- PROBLEM TO SOLVE
Only the lines with the string "there" are needed; return each of them from the entries below.

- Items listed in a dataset
'''
PR #75, opened 2020-04-15
Rename 'functional' and 'convergence' in metrics handler.

will-cromar:


will-cromar:
Agreed. I will do that next week.

PR #79, opened 2020-04-15
Dashboard initial

zcain117:
Initial check in of the Bokeh-based dashboard for viewing pass/fail of tests and metrics history of tests.

TESTED=Ran with Google App Engine Flex as well as locally.


dashboard/modules/metric_history.py
```diff
@@ -0,0 +1,207 @@
...
+INNER JOIN `xl-ml-test.metrics_handler_dataset.job_history` AS job
+ON
+  metrics.uuid = job.uuid
+ORDER BY
+  run_date DESC
+"""
+
+
+def fetch_data(test_name):
+  dataframe = utils.run_query(QUERY % {'test_name': test_name},
```
will-cromar, line 75: Can you use BQ parameterized queries here (and for other queries) to avoid SQL injection concerns?

https://googleapis.dev/python/bigquery/latest/usage/queries.html#run-a-query-using-a-named-query-parameter
https://googleapis.dev/python/bigquery/latest/usage/queries.html#run-a-query-using-a-named-query-parameter

dashboard/utils.py
```diff
@@ -0,0 +1,66 @@
...
+      else:
+        df = _run(query)
+        redis_client.set(cache_key, df.to_json(orient='records'), ex=expire)
+    return df
+
+
+# TODO: Reconcile this with the similar helper method under
+# metrics_handler/util.py
+LOGS_DOWNLOAD_COMMAND = """gcloud logging read 'resource.type=k8s_container resource.labels.project_id={project} resource.labels.location={zone} resource.labels.cluster_name={cluster} resource.labels.namespace_name={namespace} resource.labels.pod_name:{pod}' --limit 10000000000000 --order asc --format 'value(textPayload)' --project={project} > {pod}_logs.txt && sed -i '/^$/d' {pod}_logs.txt"""
+LOG_LINK_REGEX = re.compile('https://console\.cloud\.google\.com/logs\?project=(\S+)\&advancedFilter=resource\.type\%3Dk8s_container\%0Aresource\.labels\.project_id\%3D(?P<project>\S+)\%0Aresource\.labels\.location=(?P<zone>\S+)\%0Aresource\.labels\.cluster_name=(?P<cluster>\S+)\%0Aresource\.labels\.namespace_name=(?P<namespace>\S+)\%0Aresource\.labels\.pod_name:(?P<pod>\S+)(\&dateRangeUnbound=backwardInTime)?')
```
will-cromar, line 56: I really don't like parsing the log link like this. If this is unavoidable, can you file a bug to include whatever extra information you need in the BigQuery table or original PubSub message?

dashboard/javascript_utils.py
```diff
@@ -0,0 +1,152 @@
+# Copyright 2020 Google LLC
```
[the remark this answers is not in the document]
zcain117: I'll add a TODO here to investigate that

dashboard/modules/metric_history.py
zcain117: Switched to `pandas-gbq` parameterized queries here and in `main_heatmap.py`

zcain117:
Tested the latest changes running a local bokeh server

PR #83, opened 2020-04-20
Store workload link and logs download command in bigquery.

zcain117:
Once the PR is approved, I will update the Bigquery schema from GCP UI and submit this PR just after. I'll do this ~2-3 minutes after a run of the metrics handler, which runs every 15 min.


zcain117:
Just added the new columns

PR #95, opened 2020-04-22
Overwrite cache when running HF tests

jysohn23:


jysohn23:
Actually not quite, let me correct myself. This should just be a safeguard but not really change much in terms of behavior.

zcain117:
> Actually not quite, let me correct myself. This should just be a safeguard but not really change much in terms of behavior.

I see - so maybe it's just good practice to overwrite the cache to avoid spurious test failures? But in this case it won't fix the underlying problem of why the test is failing?

jysohn23:
Yes, this is orthogonal to the root cause fix.

zcain117:
Adding this flag in #101 since the generated files in this PR are out of date now

PR #99, opened 2020-04-23
Update PyTorch models to use PersistentVolumeClaim

will-cromar:
The PersistentVolumeClaim resource can be configured at the cluster level to point to a resource that is available in the zone of that cluster. I added configuration for a Cloud Filestore instance.

### DIFF
--- a/k8s/us-central1/gen/pt-nightly-cifar-tv-conv-v3-8.yaml
+++ b/k8s/us-central1/gen/pt-nightly-cifar-tv-conv-v3-8.yaml
@@ -70,6 +70,7 @@
             "volumeMounts":
             - "mountPath": "/dev/shm"
               "name": "dshm"
+              "readOnly": false
             - "mountPath": "/datasets"
               "name": "cifar-pd"
               "readOnly": true
--- a/k8s/us-central1/volumes.yaml
+++ b/k8s/us-central1/volumes.yaml
@@ -1,0 +1,25 @@
+apiVersion: v1
+kind: PersistentVolume
+metadata:
+  name: pytorch-datasets
+spec:
+  capacity:
+    storage: 1T
+  accessModes:
+  - ReadOnlyMany
+  nfs:
+    path: /pytorch_datasets
+    server: 10.166.46.250
+---
+apiVersion: v1
+kind: PersistentVolumeClaim
+metadata:
+  name: pytorch-datasets-claim
+spec:
+  accessModes:
+  - ReadOnlyMany
+  storageClassName: ""
+  volumeName: pytorch-datasets
+  resources:
+    requests:
+      storage: 1Ki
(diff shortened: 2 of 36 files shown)


templates/volumes.libsonnet
```diff
@@ -0,0 +1,73 @@
...
+  },
+
+  // Combines a map of VolumeSpec into a single pod spec mixin.
+  combinedMixin(volumeMap): std.foldl(
+    function(next, rest) rest + next,
+    [volumeMap[v].PodSpecMixin for v in std.objectFields(volumeMap)],
+    { }
+  ),
+
+  MemoryVolumeSpec:: self.VolumeSpec {
```
zcain117, line 52: Is this being used anywhere?

I see `dshm` changes above, but only to make `readonly` False.

It's fine to keep it even if unused, I'm just curious

k8s/us-central1/gen/pt-nightly-cifar-tv-conv-v3-8.yaml
```diff
@@ -70,6 +70,7 @@
             "volumeMounts":
             - "mountPath": "/dev/shm"
               "name": "dshm"
+              "readOnly": false
```
zcain117, line 73: could you file bugs for any models that had errors and still need to be migrated to the new dataset strategy?

k8s/us-central1/volumes.yaml
```diff
@@ -0,0 +1,25 @@
+apiVersion: v1
+kind: PersistentVolume
```
zcain117, line 2: where in this PR do we point the volume to the PD? (Also: we still use PD?)

Could you file a bug to write a guide similar to [this](https://docs.google.com/document/d/19NEyXYR7HN12gCJ0uOg6TBe4GVW_3rq6xbBjFIJx7_A/edit#heading=h.jz0jr8sninst) on how a user would create a dataset storage vehicle to interact with this new volume stuff

templates/volumes.libsonnet
will-cromar: This is being used in `templates/pytorch/base.libsonnet`. `readOnly: false` was the default being used before. I figured it was more trouble than it's worth to avoid printing that default explicitly in this case.

k8s/us-central1/volumes.yaml
will-cromar: The `nfs` field below has the IP and fileshare name that we use for this cluster. I will add a note to b/152724749 to include details on how to add datasets to the Filestore instance. None of the tests using `PersistentVolumeClaim`s are using PDs anymore.

k8s/us-central1/gen/pt-nightly-cifar-tv-conv-v3-8.yaml
will-cromar: Done. b/154864921

PR #100, opened 2020-04-23
Move GCS bucket names to cluster-level ConfigMap.

will-cromar:
This makes dataset directories and model directories configurable at the cluster level. You should now be to run the same test config on any properly-configured cluster in any zone.

Also move `--model_dir` flag into test configs like we do with pytorch, since they're not used in every test.


k8s/us-central1/gcs-buckets.yaml
```diff
@@ -0,0 +1,14 @@
+apiVersion: v1
+kind: ConfigMap
+metadata:
```
zcain117, line 3: so this gets pushed when we run `kubectl apply -f k8s/` and then other files can refer to it using:

```
              envFrom: [
                {
                  configMapRef: {
                    name: "gcs-buckets",
                  },
                },
              ],
```

Is that right? The reference is just based on `metadata.name` ? Or is there some other step to allow the other files to refer to this config yaml?

will-cromar: The config map is referenced by name. I deployed it manually this time to the right namespace (`--namespace=automated`), and I'll follow up with another change to update the postsubmit script.

PR #110, opened 2020-04-27
Add TPU pod tests for most supported TF models.

will-cromar:


templates/garden/nightly/bert-mnli.libsonnet
```diff
@@ -59,11 +59,29 @@ local tpus = import "../../tpus.libsonnet";
       '--eval_batch_size=32',
     ],
   },
+  local v2_32 = {
+    accelerator: tpus.v2_32,
+    command+: [
+      '--train_batch_size=128',
+      '--eval_batch_size=128',
```
allenwang28, line 66: BERT should be able to run with a batch size of 512

will-cromar: Fixed these batch sizes.

will-cromar:
Synced with @allenwang28. I will add metric bounds in a follow-up PR.

PR #113, opened 2020-04-28
Warn instead of alert for 404 jobs.

zcain117:
These alert emails are not actionable for the oncall. We should still look into why we have so many jobs in the pubsub queue that return 404 when we check for the job status.


taylanbil:
Thanks Zach.

PR #114, opened 2020-04-28
Rename TF model garden directories.

will-cromar:
Rename to `tensorflow` since we have non-model garden tests in there now.


zcain117:
> Can you do a quick pass over the READMEs as well?
> 
> I think at least this one refers to `garden` in its URLs: https://github.com/GoogleCloudPlatform/ml-testing-accelerators/blob/master/images/README.md

I think it's just that 1 readme actually:

https://sourcegraph.com/search?q=repo:%5Egithub%5C.com/GoogleCloudPlatform/ml-testing-accelerators%24+garden+f:README.md&patternType=literal

will-cromar:
Good catch. Fixed.

PR #116, opened 2020-04-28
Add stable TF 2.2 tests.

will-cromar:


templates/tensorflow/r2.2/retinanet.libsonnet
```diff
@@ -0,0 +1,105 @@
...
+      "--tpu=$(KUBE_GOOGLE_CLOUD_TPU_ENDPOINTS)",
+      "--strategy_type=tpu",
+      "--params_override=%s" % (std.manifestYamlDoc(self.paramsOverride) + "\n"),
+      "--model_dir=$(MODEL_DIR)",
+    ],
+  },
+  local convergence = base.Convergence {
+    command+: [
+      "--mode=train",
+    ],
```
allenwang28, line 59: Hmm I suppose it would be non-trivial to add in the extra eval donut right?

templates/tensorflow/r2.2/transformer-translate.libsonnet
```diff
@@ -0,0 +1,78 @@
...
+local tpus = import "../../tpus.libsonnet";
+
+{
+  local transformer = base.GardenTest {
+    modelName: "transformer-translate",
+    command: [
+      "python3",
+      "official/nlp/transformer/transformer_main.py",
+      "--tpu=$(KUBE_GOOGLE_CLOUD_TPU_ENDPOINTS)",
+      "--steps_between_evals=10000",
```
allenwang28, line 26: If you want, you can set `steps_between_evals` to be the same as the `train_steps` so that the job runs faster

templates/tensorflow/r2.2/retinanet.libsonnet
will-cromar: It should be possible, but I haven't added good support for that case in the templates

templates/tensorflow/r2.2/transformer-translate.libsonnet
will-cromar: Good idea. Done.

PR #117, opened 2020-04-28
Don't retry oneshot tests by default.

### LINKED ISSUE #65: Oneshot retries may be unnecessary.
Idea: Oneshot runs are usually looked at and analyzed manually, so no automated restarts may be required in that case.

will-cromar:
Fix #65


taylanbil:
Thanks @will-cromar !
'''
- OUTPUT FOR THIS TASK
Is that right? The reference is just based on `metadata.name` ? Or is there some other step to allow the other files to refer to this config yaml?
Rename to `tensorflow` since we have non-model garden tests in there now.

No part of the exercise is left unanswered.